Out of the entries that follow, copy each line containing "steps".

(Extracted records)
==*==

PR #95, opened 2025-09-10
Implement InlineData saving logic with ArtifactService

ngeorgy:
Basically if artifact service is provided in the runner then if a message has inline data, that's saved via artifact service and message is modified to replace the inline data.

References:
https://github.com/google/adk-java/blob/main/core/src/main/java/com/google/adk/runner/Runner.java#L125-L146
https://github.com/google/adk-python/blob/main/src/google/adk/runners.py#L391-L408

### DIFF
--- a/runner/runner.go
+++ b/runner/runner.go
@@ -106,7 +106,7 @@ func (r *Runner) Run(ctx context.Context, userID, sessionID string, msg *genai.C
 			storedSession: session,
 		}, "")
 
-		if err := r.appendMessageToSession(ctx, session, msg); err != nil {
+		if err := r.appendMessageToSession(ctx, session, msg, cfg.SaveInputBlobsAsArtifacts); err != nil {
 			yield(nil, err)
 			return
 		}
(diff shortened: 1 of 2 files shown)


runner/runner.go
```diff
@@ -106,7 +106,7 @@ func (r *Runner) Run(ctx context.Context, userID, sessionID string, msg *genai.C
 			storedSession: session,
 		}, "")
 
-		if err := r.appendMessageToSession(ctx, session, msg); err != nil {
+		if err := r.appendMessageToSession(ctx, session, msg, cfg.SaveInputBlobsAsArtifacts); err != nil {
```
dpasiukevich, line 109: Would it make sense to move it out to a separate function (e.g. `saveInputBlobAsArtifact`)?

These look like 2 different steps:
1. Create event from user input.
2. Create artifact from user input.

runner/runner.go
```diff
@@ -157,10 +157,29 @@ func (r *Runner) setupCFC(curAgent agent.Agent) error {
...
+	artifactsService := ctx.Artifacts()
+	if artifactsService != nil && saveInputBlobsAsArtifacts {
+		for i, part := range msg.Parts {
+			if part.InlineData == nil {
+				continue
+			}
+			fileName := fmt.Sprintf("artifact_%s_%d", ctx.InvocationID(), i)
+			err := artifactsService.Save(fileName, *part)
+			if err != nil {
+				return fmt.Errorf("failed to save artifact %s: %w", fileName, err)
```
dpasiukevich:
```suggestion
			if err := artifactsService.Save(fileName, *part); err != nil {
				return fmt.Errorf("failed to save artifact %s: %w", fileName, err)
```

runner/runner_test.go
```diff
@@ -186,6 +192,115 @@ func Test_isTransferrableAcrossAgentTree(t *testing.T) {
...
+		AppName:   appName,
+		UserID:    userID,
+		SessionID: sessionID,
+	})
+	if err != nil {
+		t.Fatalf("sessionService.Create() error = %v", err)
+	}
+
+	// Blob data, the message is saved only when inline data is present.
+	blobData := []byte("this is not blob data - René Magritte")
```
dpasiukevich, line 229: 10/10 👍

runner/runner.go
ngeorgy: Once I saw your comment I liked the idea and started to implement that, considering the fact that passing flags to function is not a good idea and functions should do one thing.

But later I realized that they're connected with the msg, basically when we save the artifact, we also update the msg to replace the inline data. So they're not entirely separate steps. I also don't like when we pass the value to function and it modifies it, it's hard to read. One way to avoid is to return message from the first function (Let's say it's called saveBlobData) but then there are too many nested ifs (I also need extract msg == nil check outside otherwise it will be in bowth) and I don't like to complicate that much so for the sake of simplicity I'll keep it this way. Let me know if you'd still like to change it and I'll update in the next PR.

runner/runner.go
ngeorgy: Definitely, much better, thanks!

==*==

- **EXERCISE RESULT**
These look like 2 different steps:
But later I realized that they're connected with the msg, basically when we save the artifact, we also update the msg to replace the inline data. So they're not entirely separate steps. I also don't like when we pass the value to function and it modifies it, it's hard to read. One way to avoid is to return message from the first function (Let's say it's called saveBlobData) but then there are too many nested ifs (I also need extract msg == nil check outside otherwise it will be in bowth) and I don't like to complicate that much so for the sake of simplicity I'll keep it this way. Let me know if you'd still like to change it and I'll update in the next PR.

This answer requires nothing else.